Adres: 9 Rue Vauvilliers 75001
Küçük olsun, özgün Olsun: Boot Café
Paris’in en yeni ve en trend cafelerinin bulunduğu Marais mahallinde mini minnacık sevimli bir cafecik Boot Café. Kahvaltıda granola veya Jamaika usulü sandviç yiyebilirsiniz. Leziz kahvelerinin yanında Hindistan cevizi veya çilek gibi taze meyveler veya cookie, muffin gibi tatlılar alabilirsiniz.

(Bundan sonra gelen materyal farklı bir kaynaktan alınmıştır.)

PR #11507, opened 2024-07-19
feat: log slow pages in red

ematipico:
## Changes

A small change in DX that renders times that exceed the 500ms in red.

## Testing

Manually tested

Screenshot 2024-07-19 at 13 40 54

### DIFF
--- a/.changeset/spotty-rice-shake.md
+++ b/.changeset/spotty-rice-shake.md
@@ -1,5 +1,5 @@
 ---
-'astro': patch
+'astro': minor
 ---
 
 During the build, pages that take more than 500 milliseconds to render, will have their time increased logged in red.
--- a/.changeset/spotty-rice-shake.md
+++ b/.changeset/spotty-rice-shake.md
@@ -1,0 +1,5 @@
+---
+'astro': patch
+---
+
+During the build, pages that take more than 500 milliseconds to render, will have their time increased logged in red.
--- a/.changeset/spotty-rice-shake.md
+++ b/.changeset/spotty-rice-shake.md
@@ -2,4 +2,6 @@
 'astro': minor
 ---
 
-During the build, pages that take more than 500 milliseconds to render, will have their time increased logged in red.
+Adds color-coding to the console output during the build to highlight slow pages. 
+
+Pages that take more than 500 milliseconds to render will have their build time logged in red. This change can help you discover pages of your site that are not performant and may need attention.
--- a/packages/astro/src/core/build/generate.ts
+++ b/packages/astro/src/core/build/generate.ts
@@ -1,7 +1,7 @@
 import fs from 'node:fs';
 import os from 'node:os';
 import { fileURLToPath } from 'node:url';
-import { bgGreen, black, blue, bold, dim, green, magenta } from 'kleur/colors';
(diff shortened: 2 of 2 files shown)


packages/astro/src/core/build/generate.ts
```diff
@@ -192,14 +192,16 @@ export async function generatePages(options: StaticBuildOptions, internals: Buil
 	await runHookBuildGenerated({ config, logger });
 }
 
+const THRESHOLD_SLOW_RENDER_TIME_MS = 500;
```
matthewp, line 195: is this number based on any data? I'm not really sure what to expect the value to be.

packages/astro/src/core/build/generate.ts
```diff
@@ -244,7 +246,13 @@ async function generatePage(
 			const timeEnd = performance.now();
 			const timeChange = getTimeStat(prevTimeEnd, timeEnd);
 			const timeIncrease = `(+${timeChange})`;
-			logger.info('SKIP_FORMAT', ` ${dim(timeIncrease)}`);
+			let timeIncreaseLabel;
+			if (Math.round(timeEnd - prevTimeEnd) > THRESHOLD_SLOW_RENDER_TIME_MS) {
```
bluwy, line 250: Do we need to call `Math.round` when comparing numbers? I think it should also work without

packages/astro/src/core/build/generate.ts
ematipico: No, it isn't based on any data.

bluwy (approved):

Princesseuh (approved):

packages/astro/src/core/build/generate.ts
matthewp: Is there a way that we can collect some data to have a better understanding what the expected render time is before deploying this kind of change? My only worry is that 500 is actually not that long and users start reporting that they are getting what they think is an error in their console.

.changeset/spotty-rice-shake.md
```diff
@@ -0,0 +1,5 @@
+---
+'astro': patch
```
matthewp, line 2: I think this should be a `minor` as it's a new "feature"

packages/astro/src/core/build/generate.ts
matthewp: Given outside discussions no issue with going with this number for now. We should adjust it if it turns out a lot of people are receiving false-positives on this, however.

.changeset/spotty-rice-shake.md
```diff
@@ -0,0 +1,5 @@
+---
+'astro': minor
+---
+
+During the build, pages that take more than 500 milliseconds to render, will have their time increased logged in red.
```
sarah11918, line 5:
```suggestion
Adds color-coding to the console output during the build to highlight slow pages. 

Pages that take more than 500 milliseconds to render will have their build time logged in red. This change can help you discover pages of your site that are not performant and may need attention.
```
Was trying to think of how to make this sound helpful and exciting! :sweat_smile: Just a thought for a direction you could take!

sarah11918 (commented):
Superflous change, but it is a minor so we try to get people excited for new things! :partying_face:

PR #10481, opened 2026-06-09
feat(router): add GMS placement protocol [GMS 16/18]

hutm:
## Summary

Define the placement events and protocol types needed for the router to reason about GMS-resident KV content and decode-to-decode transfer.

## Scope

Adres: 19 Rue du Pont aux Choux, 75003
Paris’in en ikonik cafesi: Café de la Paix
1862’de açılan Hotel de la Paix’nin (bugün adı InterContinental Paris le Grand Hotel) dünyaca ünlü ikonik café’si. Fransız devleti tarafından 1975’te tarihi anıt ilan edilerek özel korumaya alınmış. İç duvarlarını süsleyen tarihi freskler, resimler ve mobilyalarla bir cafeden çok müzeyi andırdığı da söylenebilir.
Emile Zola gibi büyük Fransız yazarların uğrak yerlerinden olan Café de la Paix’nin tasarımı, 2003’te aslına ve ruhuna uygun şekilde yenilenmiş. Mevsimsel ürünlere göre menüsünü sürekli yeniliyor. Kahvaltıda ekmek, tereyağı ve reçelden oluşan klasik bir menü veya birkaç türde tatlı hamur işi ile meyve suyu veya kahve tercih edebilirsiniz. Öğle yemeğinde Café de la Paix usulü hamburger veya çizburger yiyebileceğiniz gibi, kızarmış balık veya güzel bir biftek de seçebilirsiniz. Deniz ürünleri açısından da oldukça zengin bir mutfağı var fakat temmuz ve ağustos dışındaki aylarda servis var çünkü daima taptaze sunmak istiyorlar müşterilerine.
Adres: InterContinental Paris de Grand, Place de L’Opéra, 75009.
Sartre-Beavoir çiftinin öğle yemeği yediği yer: Les Deux Magots
Burası, geçmişte Jean Paul Sartre, Simone de Beavoir, Pablo Picasso ve Albert Camus gibi ünlü isimlerin uğrak noktalarından olmuş, hâlâ da Fransa’nın edebiyat ve sanat hayatıyla iç içe bir mekan. 1812’de Rue de Buci’de kurulup 1873’te bugün hala bulunduğu adrese taşınmış. Salata ağırlıklı bir menüsü var ve haftanın belirli günlerinde belirli salatalar servis ediliyor. Örneğin en beğenilenlerden bal, lime ve soya ile marine edilmiş tavuk göğsü salatası Salı günleri çıkarken, somon ve ıspanaklı yeşil salata sadece Cuma günlerinin menüsünde bulunuyor. Geniş tatlı menüsünde en dikkat çeken unsur ise İsfahan adını verdikleri çilek dolgulu makaron. Ve elbette her çeşit kahveyi bulmak mümkün.
Adres: 6 place St Germain des Pres
Zamanın ruhuna uygun: Clint
Yeni café’ler arasında en popüler olanlardan biri. Dekorasyonu nedeniyle kendinizi İskandinavya şehirlerinden birinde hissedebilirsiniz. Cumartesi günleri granola, taze salatalar, omletlerle sıcak ve soğuk içeceklerden oluşan brunch’ları ve pancake’leri büyük ilgi görüyor. Fiyatlar oldukça makul. Öğle ve akşam yemeği menüsünde ise köfte çeşitleriyle sandviçler ve burgerler var.